That year the snow came unusually early. In mid-November it is already four feet deep outside Reykjavík; the Ring Road has to be cleared daily; many of the roads leading into the interior of the island are closed; villages cut off from the outside world. In other countries the airports would be shut down in weather like this; not in Iceland. The planes of Iceland Air land even on iced-over runways. Irene and Jonas arrived at Keflavéik airport at the end of November, in a snowstorm with gale-force winds and below-freezing temperatures. Jonas will keep talking about it for the entire ten days of their stay.
Magnus doesn’t pick them up at the airport, although he has the time, but the first evening after their arrival in Reykjavik he goes to hear Irene’s slide talk. He really is interested in architecture. Jonina is driving to her parents’ summerhouse in Olurfsbudir with Sunna. ‘Ask them if they want to come to Olurfsbudir. Ask them if they’d like to drive out there,’ Jonina says. ‘Are you sure?’ Magnus asks. Jonina looks at him, annoyed. Of course she’s sure.
She’s been with Magnus for two years now. She-is thirty-five and has a six-year-old daughter who has no contact with her father any more. She met Magnus at a dinner at the house of some friends – he was described to her as someone she would surely be interested in, a psychologist, refined, a little odd, reserved and a bit mixed up, but good-looking; the description proved correct. Once they separated for four months, but now they’re together again.
She can’t stand it when Magnus asks if she’s sure. If she weren’t sure, she wouldn’t have said anything. She wouldn’t have invited Irene and Jonas – total strangers to her – if she weren’t sure that it would work out well. Or maybe not well. Why should it always work out well? They would either get along or they wouldn’t, whichever. She says, ‘I’d like to meet Irene, and it would be nice for Irene to get out of Reykjavék, so ask her,’ and then she drives off.

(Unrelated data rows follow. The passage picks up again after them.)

Issue #1380, opened 2021-11-29
Too many dev related listed as regular dependencies


mfranzke:
I am using Pattern Lab Node `v5.15.3` on `Mac`, with Node `v12.13.1`, using a `handlebars` Edition with the demo patterns installed.

##### Expected Behavior

All build, testing and release dependencies of the different packages are included as `devDependencies` within the `package.json` files and not as `dependencies`. This would both shrink the weight and amount of installed (and partly outdated) packages for consumers of the pattern lab packages.

##### Actual Behavior

Some of the dependencies are listed as `dependencies` instead of `devDependencies`.

##### Steps to Reproduce

Install pattern lab with `npm create pattern-lab` and have a look at the `node_modules` folder, that contains dependencies like webpack, that are only used during preparding the package `@pattern-lab/uikit-workshop` for publishing.

PR #1384, opened 2021-11-30
refactor: moved dependencies to devDependencies @ cli

mfranzke:
Solves parts of #1380

### Summary of changes:

Moving `dependencies` to `devDependencies` that are only used during preparding the package `@pattern-lab/uikit-workshop` for publishing.


packages/cli/package.json
```diff
@@ -24,18 +23,19 @@
     "lodash": "4.17.21",
     "ora": "2.1.0",
     "path-exists": "3.0.0",
-    "sanitize-filename": "1.6.3",
```
JosefBredereck, line 27: `sanitize-filename` is not in use anymore?

JosefBredereck (approved):

packages/cli/package.json
mfranzke: @JosefBredereck exactly. I've left it within this pull request to only make the move of the other dependencies, but will provide a new pull request with an explanation and code references that provide the reasons for its removal.

JosefBredereck (approved):

PR #1396, opened 2021-12-17
refactor: removed unused and unnecessary dependencies

mfranzke:
### Summary of changes
Removed the following dependencies, that were either unused or unnecessary:
- [`path-exists`](https://www.npmjs.com/package/path-exists):
  > NOTE: `fs.existsSync` has been un-deprecated in Node.js since 6.8.0. If you only need to check synchronously, this module is not needed.
  
  Source: https://www.npmjs.com/package/path-exists
- `@pattern-lab/live-server` in `@pattern-lab/cli`: This package is not used in the cli
- [`sanitize-filename`](https://www.npmjs.com/package/sanitize-filename): This package has been introduced to the cli package with commit a50fb3a3845246f828370c5bcb27a4a25ad858ec, but never been used
- [`eslint-plugin-import`](https://www.npmjs.com/package/eslint-plugin-import): This plugin doesn't seem to be in use, neither within the code of its [introduction commit](https://github.com/pattern-lab/patternlab-node/commit/5b7a057d46ccd16b5832af1441030c7b76f237a8) nor afterwards.
- [`eslint-config-airbnb-base`](https://www.npmjs.com/package/eslint-config-airbnb-base): This config doesn't seem to be in use, neither within the code of its [introduction commit](https://github.com/pattern-lab/patternlab-node/commit/5b7a057d46ccd16b5832af1441030c7b76f237a8) nor afterwards.


JosefBredereck:
I like that. So we lose some weight 🚀

JosefBredereck (approved):

JosefBredereck:
PR was released with v5.16.0

PR #1399, opened 2021-12-25
refactor: corrected some aspects out of eslint feedback

mfranzke:
### Summary of changes:
Fixed some of the aspects that comes out of eslint feedback (via `yarn lint`).


JosefBredereck:
Do we need the commented-out code, or can we remove it entirely?

mfranzke:
> Do we need the commented-out code, or can we remove it entirely?

@JosefBredereck I was struggling with this question as well. I decided to leave it in as we don't need it at the moment, but as soon as someone might need e.g. the `event` or `options` parameter, they could even already follow the naming (pattern) and don't need to look this up. But that's the only small reason that I came up with that pulled me into the "leave it in direction", whereas I'm fine with both ones, so I could still remove them. What do you think?

mfranzke:
> Do we need the commented-out code, or can we remove it entirely?

I've just decided to remove them. So we should be good to go now.

JosefBredereck (approved):

JosefBredereck:
PR was released with v5.16.0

She has packed snowsuits, food, wine and packets of cigarettes into the boot of the car and has driven off with Sunna to Olurfsbudir. A cluster of small summerhouses on the west coast, six miles from the ocean – seventeen summerhouses on a hillside in the middle of the heath. Grassy hummocks, moss, dwarf shrubs, and on the horizon, very far away, the mountains. That is all. The summerhouses are simple low, log cabins, each with two small bedrooms, an eat-in kitchen, a terrace and a pool you can fill with hot-spring water.
Jonina’s favourite time to be in Olurfsbudir is winter when the snow has covered the heath and everything is white all the way to the blue mountains. It gets light at eleven o’clock and dark again at four. It is silent, vast and godforsaken – black herds of Iceland horses and the steam rising from the pool, the only things moving. And the light changes from minute to minute, fog, walls of fog, the sun, a sudden view of the mountains, the sky splitting open and drawing shut again with threatening, blue-black clouds, then again fog and no more light at all.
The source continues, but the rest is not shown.